## [How to complete this task]
Whenever a line below holds the word "they", copy that line.

## [Saved entries]

PR #1781, opened 2026-02-14
Apply '@Valid' to properties with "existingJavaType"

unkish:


unkish:
Idea of applying `@Valid` also to properties with `"existingJavaType"` was in the air during https://github.com/joelittlejohn/jsonschema2pojo/pull/1778 development.

This little POC is for the case if a non elegant approach could be considered for properties having `"existingJavaType"`.

joelittlejohn:
Looks good to me. I think we should merge this in 1.3.4 to avoid losing @Valid on fields that use existingJavaType.

jsonschema2pojo-integration-tests/src/test/java/org/jsonschema2pojo/integration/config/IncludeJsr303AnnotationsIT.java
```diff
@@ -700,6 +704,37 @@ public void jsr303ValidAnnotationNotAppliedToScalarTypes() throws Exception {
                 source, not(containsString("@Valid")));
     }
 
+    @Test
+    void jsr303AnnotationsValidatedForExistingJavaType() throws ReflectiveOperationException {
```
joelittlejohn: I understand this is no longer necessary/recommended with JUnit 5, but since every other test is public I think we best keep new tests public too (until we update all of them).

jsonschema2pojo-integration-tests/src/test/resources/schema/jsr303/minAndMaxItemsExistingType.json
```diff
@@ -5,7 +5,7 @@
             "type" : "array",
             "minItems" : 2,
             "maxItems" : 4,
-            "existingJavaType" : "java.util.LinkedList<String>"
+            "existingJavaType" : "java.util.LinkedList<java.lang.String>"
```
joelittlejohn: Is this needed for java.lang types btw? Other example schemas suggest it is not 🤔

jsonschema2pojo-integration-tests/src/test/resources/schema/jsr303/existingJavaTypeProperties.json
```diff
@@ -0,0 +1,46 @@
...
+    },
+    "rawOptional": {
+      "type": "object",
+      "existingJavaType": "java.util.Optional"
+    },
+    "rawMap": {
+      "type": "object",
+      "existingJavaType": "java.util.Map"
+    }
+  }
```
joelittlejohn, line 67: Could you add a couple of tests here for `"existingJavaType": "long"` and `"existingJavaType": "String[]"`?

jsonschema2pojo-integration-tests/src/test/resources/schema/jsr303/minAndMaxItemsExistingType.json
unkish: It is not required, however without fully qualified class name, generated code will have `LinkedList<@Valid String>`.
I will remove it (to reduce the noise).

jsonschema2pojo-integration-tests/src/test/java/org/jsonschema2pojo/integration/config/IncludeJsr303AnnotationsIT.java
unkish: Sure, I will change it

jsonschema2pojo-integration-tests/src/test/resources/schema/jsr303/existingJavaTypeProperties.json
unkish: Yes.
That is a very good remark. Thank You!

unkish: I have decided to leave out `"existingJavaType": "String[]"` since as it stands currently (checked also with `1.2.2`) this would generate incorrect code:
```java
    @JsonProperty("stringArray")
    @Valid
    private String stringArray;
```

This can be fixed by adjusting `TypeUtil::resolveType` to pass correct `arrayCount` value to `buildClass`:
```java
            FieldDeclaration fieldDeclaration = (FieldDeclaration) JavaParser.parseBodyDeclaration(typeDefinition + " foo;");
            final var fieldDeclarationType = (ReferenceType) fieldDeclaration.getType();
            ClassOrInterfaceType c = (ClassOrInterfaceType) fieldDeclarationType.getType();

            return buildClass(_package, c, fieldDeclarationType.getArrayCount());
```

However this will only work if both `includeHashcodeAndEquals` and `includeToString` will be set to `false` as otherwise guard blocks in `ObjectRule::addToString`, `ObjectRule::addHashCode`, `ObjectRule::addEquals` would trigger and abort code generation.
```java
if (!fieldVar.type().elementType().isPrimitive()) {
    throw new UnsupportedOperationException("Only primitive arrays are supported");
}
```

Please let me know what are your thoughts on that.

unkish:
Unrelated to this commit:
`org.jsonschema2pojo.cli.Arguments` https://github.com/joelittlejohn/jsonschema2pojo/blob/1c6b7664e453c62265c5e60a630f52f1fd47452a/jsonschema2pojo-cli/src/main/java/org/jsonschema2pojo/cli/Arguments.java#L197-L198 has default value `1.6` - perhaps that should be changed to `8`

jsonschema2pojo-integration-tests/src/test/resources/schema/jsr303/existingJavaTypeProperties.json
joelittlejohn: Can you think for a reason to keep this guard and the UnsupportedOperationException? It doesn't seem necessary to me and I think we should remove it. The code uses Arrays.hashCode/Arrays.equals/Arrays.toString which should work find for Object arrays, right?

joelittlejohn: Best to add a separate PR for that change though, because I think it's worth including in the release notes.

joelittlejohn: We can merge this with a failing test if that's easiest. Feel free to organise it however you find convenient.

unkish: > Can you think for a reason to keep this guard and the UnsupportedOperationException? It doesn't seem necessary to me and I think we should remove it. The code uses Arrays.hashCode/Arrays.equals/Arrays.toString which should work find for Object arrays, right?

For single dimensional arrays they would work.
Multidimensional arrays would require `deepEquals` / `deepToString`, `deepHashCode`.
It also looks like `@Valid` has no effect on multidimensional arrays, however that is rather implementation detail of validator

unkish:
It looks like there's one cornercase.
```json
{
  "type": "object",
  "javaType": "com.example.ExistingJavaTypeProperties",
  "properties": {
    "itemOfExistingClassFqcn": {
      "type": "object",
      "existingJavaType": "com.example.ClassWithSizeAnnotation"
    },
    "itemOfExistingClass": {
      "type": "object",
      "existingJavaType": "ClassWithSizeAnnotation"
    }
  }
}
```
Generates a code that is compiling (note the placement of `@Valid` on `itemOfExistingClassFqcn` field)
```java
    @JsonProperty("itemOfExistingClassFqcn")
    private com.example.@Valid ClassWithSizeAnnotation itemOfExistingClassFqcn;
    @JsonProperty("itemOfExistingClass")
    private @Valid ClassWithSizeAnnotation itemOfExistingClass;
```
but fails validation:
```java
        instance = createInstanceWithPropertyValue(clazz, "itemOfExistingClassFqcn", new ClassWithSizeAnnotation());
        assertNumberOfConstraintViolationsOn(instance, is(1));
```


Prefix is added in `JAnnotatedClass`
```java
        if (!isImported(f, rawType) && !prefix.isEmpty()) {
            f.p(prefix);
        }
```

Since generated type and `existingJavaType` both belong to same package, then `!isImported(f, rawType)` is `true` and since `existingJavaType` had fqcn then `!prefix.isEmpty()` also resolves to `true`


I have not yet figured out how to fix this.

joelittlejohn:
Is the problem just aesthetic @unkish? i.e. `com.example` is printed for ClassWithSizeAnnotation even though it is not needed. Or is the validation not working?

jsonschema2pojo-integration-tests/src/test/resources/schema/jsr303/existingJavaTypeProperties.json
joelittlejohn: Let's ignore multi-dimensional arrays for now, at leat we will support unidimensional arrays that contain objects (which we did not in the past).

unkish:
> Is the problem just aesthetic @unkish? i.e. `com.example` is printed for ClassWithSizeAnnotation even though it is not needed. Or is the validation not working?

Validation is not working as `@Valid` is absent on field when queried through reflection.
Issue can be observed if schema file would contain a mix of non fully qualified class names with fullyqualified class names (`JCodeModel::ref(Class)` produce fully qualified class name references)

unkish:
@joelittlejohn I haven't been able to think of any better solution than either
* declaring that a mix of fqcn and non-fqcn would not be supported at least for `@Valid` annotation
or
* [roll back a bit changes to `TypeRule`](https://github.com/unkish/jsonschema2pojo/tree/issues/apply_valid_to_existingJavaType_properties.v2) and let `ValidRule` either annotate the field itself or add annotation inside container😞

joelittlejohn:
@unkish Sorry, I'm being dense here. Could you add a failing test?

I don't see why this is a problem:

```java
    @JsonProperty("itemOfExistingClassFqcn")
    private com.example.@Valid ClassWithSizeAnnotation itemOfExistingClassFqcn;
    @JsonProperty("itemOfExistingClass")
    private @Valid ClassWithSizeAnnotation itemOfExistingClass;
```

and I don't understand why it leads to this:

> Validation is not working as @Valid is absent on field when queried through reflection.

The annotation placement on itemOfExistingClassFqcn looks correct to me.

Yes, it's using a fully qualified name for the class even though it does not have to, but the annotation is in the right place, isn't it?

If you add a failing test here I will see if I can think of a way to fix it.

joelittlejohn:
@unkish Never mind, I have created a failing test now based on the schema you provided. Now to fixing...

unkish:
My understanding is that in case of `private com.example.@Valid ClassWithSizeAnnotation itemOfExistingClassFqcn;` hibernate skips validation as `@Valid` is a type and not a filed annotation.
As annotations are applied in `TypeRule` then either `JAnnotatedClass::generate` would somehow need to know/track where it is being invoked to print annotations correctly, or `JAnnotatedClass` would need to be applied only on container's types.

unkish:
Two options on my table atm:
1. [remove potential "type-use context" before creating field](https://github.com/unkish/jsonschema2pojo/commit/c262658c5cbb42675e7049fd6707fcf515c6f10d)
2. [apply `ValidRule` on `JFieldVar` instead of `JType`](https://github.com/unkish/jsonschema2pojo/commit/d538bc1e58af141bbea41a9a1d3506058fda74a3)

@joelittlejohn when you have some spare time, I would appreciate if you could have a look and share your thoughts on proposed solutions or any alternative approaches that might solve the issue.

PR #384, opened 2023-10-04
Fix concurrent writes in the update operation

ospfranco:
### Details

The update operation was written in such manner that it fired all database operations at once. Some of the operations internally rely on other promises, meaning they will get re-scheduled on another tick. This causes unpredictable behavior as you cannot guarantee the order of the operations. The solution is clear and is the only one, all DB writes must respect the order of the operations.

The incorrect ordering of the operations being committed to the DB causes other random behavior around the app as well. Linked the two issues.

### Related Issues

https://github.com/Expensify/App/issues/28737
https://github.com/Expensify/App/pull/28584

### Automated Tests

Added one more test that makes sure the correct data is persisted. It failed with the previous implementation, now it passes.

### DIFF
--- a/lib/Onyx.js
+++ b/lib/Onyx.js
@@ -1392,6 +1392,28 @@ function mergeCollection(collectionKey, collection) {
         });
 }
 
+function innerUpdate(data) {
+    if (data.length === 0) {
+        return Promise.resolve();
+    }
+
+    const {onyxMethod, key, value} = data.shift();
+    switch (onyxMethod) {
+        case METHOD.SET:
+            return set(key, value).then(() => innerUpdate(data));
+        case METHOD.MERGE:
+            return merge(key, value).then(() => innerUpdate(data));
+        case METHOD.MERGE_COLLECTION:
+            return mergeCollection(key, value).then(() => innerUpdate(data));
+        case METHOD.MULTI_SET:
+            return multiSet(value).then(() => innerUpdate(data));
+        case METHOD.CLEAR:
+            return clear().then(() => innerUpdate(data));
+        default:
+            return Promise.resolve();
+    }
+}
+
 /**
  * Insert API responses and lifecycle data into Onyx
  *
@@ -1414,32 +1436,7 @@ function update(data) {
         }
     });
 
-    const promises = [];
-    let clearPromise = Promise.resolve();
-
-    _.each(data, ({onyxMethod, key, value}) => {
-        switch (onyxMethod) {
-            case METHOD.SET:
-                promises.push(() => set(key, value));
-                break;
-            case METHOD.MERGE:
-                promises.push(() => merge(key, value));
-                break;
-            case METHOD.MERGE_COLLECTION:
-                promises.push(() => mergeCollection(key, value));
-                break;
-            case METHOD.MULTI_SET:
-                promises.push(() => multiSet(value));
-                break;
-            case METHOD.CLEAR:
-                clearPromise = clear();
-                break;
-            default:
-                break;
-        }
-    });
-
-    return clearPromise.then(() => Promise.all(_.map(promises, p => p())));
+    return innerUpdate(data);
 }
 
 /**
@@ -1534,6 +1531,7 @@ const Onyx = {
     connect,
     disconnect,
     set,
+    get,
     multiSet,
     merge,
     mergeCollection,
--- a/lib/Onyx.js
+++ b/lib/Onyx.js
@@ -1392,6 +1392,12 @@ function mergeCollection(collectionKey, collection) {
         });
 }
 
+/**
+ * Internal recursive function to execute the functions in the correct order
+ *
+ * @param {Array} data An array of objects with shape {onyxMethod: oneOf('set', 'merge', 'mergeCollection', 'multiSet', 'clear'), key: string, value: *}
+ * @returns {Promise<Void>}
+ */
 function innerUpdate(data) {
     if (data.length === 0) {
         return Promise.resolve();
@@ -1430,8 +1436,9 @@ function innerUpdate(data) {
  */
 function update(data) {
     // First, validate the Onyx object is in the format we expect
+    const validMethods = [METHOD.CLEAR, METHOD.SET, METHOD.MERGE, METHOD.MERGE_COLLECTION, METHOD.MULTI_SET];
     _.each(data, ({onyxMethod, key, value}) => {
-        if (!_.contains([METHOD.CLEAR, METHOD.SET, METHOD.MERGE, METHOD.MERGE_COLLECTION, METHOD.MULTI_SET], onyxMethod)) {
+        if (!_.contains(validMethods, onyxMethod)) {
             throw new Error(`Invalid onyxMethod ${onyxMethod} in Onyx update.`);
         }
         if (onyxMethod === METHOD.MULTI_SET) {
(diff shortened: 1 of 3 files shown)


tests/unit/onyxTest.js
```diff
@@ -899,9 +899,9 @@ describe('Onyx', () => {
             {onyxMethod: Onyx.METHOD.MERGE_COLLECTION, key: ONYX_KEYS.COLLECTION.TEST_UPDATE, value: {[itemKey]: {a: 'a'}}},
         ])
             .then(() => {
-                expect(collectionCallback).toHaveBeenNthCalledWith(1, {[itemKey]: {a: 'a'}});
-                expect(testCallback).toHaveBeenNthCalledWith(1, 'taco', ONYX_KEYS.TEST_KEY);
-                expect(otherTestCallback).toHaveBeenNthCalledWith(1, 'pizza', ONYX_KEYS.OTHER_TEST);
+                expect(collectionCallback).toHaveBeenNthCalledWith(2, {[itemKey]: {a: 'a'}});
+                expect(testCallback).toHaveBeenNthCalledWith(2, 'taco', ONYX_KEYS.TEST_KEY);
+                expect(otherTestCallback).toHaveBeenNthCalledWith(2, 'pizza', ONYX_KEYS.OTHER_TEST);
```
ospfranco, line 904: This previously was receiving the write updates before the hydration callback, but now that the write operations take a little longer the order is correct.

lib/Onyx.js
```diff
@@ -1414,32 +1436,7 @@ function update(data) {
...
-            case METHOD.CLEAR:
-                clearPromise = clear();
-                break;
-            default:
-                break;
-        }
-    });
-
-    return clearPromise.then(() => Promise.all(_.map(promises, p => p())));
+    return innerUpdate(data);
```
ospfranco, line 1439: As a data point, [I tried the proposed solution by Marc](https://github.com/Expensify/react-native-onyx/compare/marcaaron-resolveOnBroadcast) which would try to resolve earlier while keeping the writes async, this however is not correct and broke a bunch of other tests.

tgolen (changes requested):
Has there been any testing done in App to see what kind of performance impact this will have? If so, can you please attach it to this PR?

lib/Onyx.js
```diff
@@ -1534,6 +1539,7 @@ const Onyx = {
     connect,
     disconnect,
     set,
+    get,
```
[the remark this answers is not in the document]
ospfranco: From what I saw Onyx.connect has caching implemented, which might not be what is actually persisted on the DB. I was about to directly query the DB which is at the end of the day what really matters. I think this `get` might also use caches right? if so, checking the DB should be the correct path.

ospfranco:
No, I haven't tested the app. I can try to get some metrics but I already asked in slack if there is any particular call to update that is heavy.

lib/Onyx.js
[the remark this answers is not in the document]
tgolen: I like the idea of querying the DB directly if that's possible.

ospfranco:
I added some react-native-performance measures on app start, I cannot tell which one exactly is OpenApp but they are all basically negible. Writing to DB should not be the bottleneck, and even then, correctness is not negotiable.

Oscar Franco Screen 000065

lib/Onyx.js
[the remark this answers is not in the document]
ospfranco: Done

tgolen:
OK, I just created a large account for testing things like this, so let me give it a try with this today.

lib/Onyx.js
```diff
@@ -1392,6 +1392,36 @@ function mergeCollection(collectionKey, collection) {
         });
 }
 
+function innerUpdate(data) {
```
tgolen, line 1395: Please add JSDoc

tgolen (changes requested):
I tested it in App with a large account and I couldn't notice any performance impact, so I think these are good changes. I just noticed this one thing.

marcaaron:
Doing some testing now...

marcaaron:
Alright well - it is defying my expectations a bit, but when timing the calls to `Onyx.update()` they are running way faster synchronously 😅 

### Sign in trials

**With sync updates:**

1

Timing:development.new.expensify.flushQueue 458
Timing.js:49 Timing:development.new.expensify.flushQueue 0
Timing.js:49 Timing:development.new.expensify.flushQueue 407

2

Timing:development.new.expensify.flushQueue 468
Timing.js:49 Timing:development.new.expensify.flushQueue 1
Timing.js:49 Timing:development.new.expensify.flushQueue 191

3 

Timing:development.new.expensify.flushQueue 311
Timing.js:49 Timing:development.new.expensify.flushQueue 0
Timing.js:49 Timing:development.new.expensify.flushQueue 226

**Without sync updates (but on latest `react-native-onyx`):**

1

Timing:development.new.expensify.flushQueue 488
Timing.js:49 Timing:development.new.expensify.flushQueue 4147
Timing.js:49 Timing:development.new.expensify.flushQueue 962

2

Timing:development.new.expensify.flushQueue 420
Timing.js:49 Timing:development.new.expensify.flushQueue 1126
Timing.js:49 Timing:development.new.expensify.flushQueue 170

3

Timing:development.new.expensify.flushQueue 464
Timing.js:49 Timing:development.new.expensify.flushQueue 4729
Timing.js:49 Timing:development.new.expensify.flushQueue 976

This was a web-only test. Haven't tested on iOS or Android - but looks promising.

lib/Onyx.js
```diff
@@ -1414,32 +1444,7 @@ function update(data) {
...
-                break;
-            case METHOD.CLEAR:
-                clearPromise = clear();
-                break;
-            default:
-                break;
-        }
-    });
-
-    return clearPromise.then(() => Promise.all(_.map(promises, p => p())));
```
marcaaron, line 1442: I see we are undoing the previous logic to move the `clear()` to the front of the update queue. Does running the updates sync solve the issue that caused us to make that change?

ospfranco: ah, probably not. I'll take care of it.

ospfranco: I'm not sure making sure clear runs first is a desired behavior but I guess now it is too late to change it, other parts of the system might rely on this behavior. I added sorting to the list to make sure clear operations get executed first.

deetergp (approved):

lib/Onyx.js
marcaaron: Yeah, I agree it is a bit of a weird hack. But changing it could have unexpected consequences. Thanks for updating.

marcaaron (approved):
🚀

lib/Onyx.js
```diff
@@ -1392,6 +1392,42 @@ function mergeCollection(collectionKey, collection) {
...
+            break;
+        case METHOD.MULTI_SET:
+            promise = multiSet(value);
+            break;
+        case METHOD.CLEAR:
+            promise = clear();
+            break;
+        default:
+            break;
+    }
```
tgolen, line 1426: It looks like this change possibly led to some regressions spotted in [this PR](https://github.com/Expensify/App/pull/29169#issuecomment-1755269426) and discussed in [this Slack thread](https://expensify.slack.com/archives/C035J5C9FAP/p1696941880028159?thread_ts=1696934662.824599&cid=C035J5C9FAP) that updated the Onyx version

## [Answer space]
For single dimensional arrays they would work.
The update operation was written in such manner that it fired all database operations at once. Some of the operations internally rely on other promises, meaning they will get re-scheduled on another tick. This causes unpredictable behavior as you cannot guarantee the order of the operations. The solution is clear and is the only one, all DB writes must respect the order of the operations.
I added some react-native-performance measures on app start, I cannot tell which one exactly is OpenApp but they are all basically negible. Writing to DB should not be the bottleneck, and even then, correctness is not negotiable.
Alright well - it is defying my expectations a bit, but when timing the calls to `Onyx.update()` they are running way faster synchronously 😅 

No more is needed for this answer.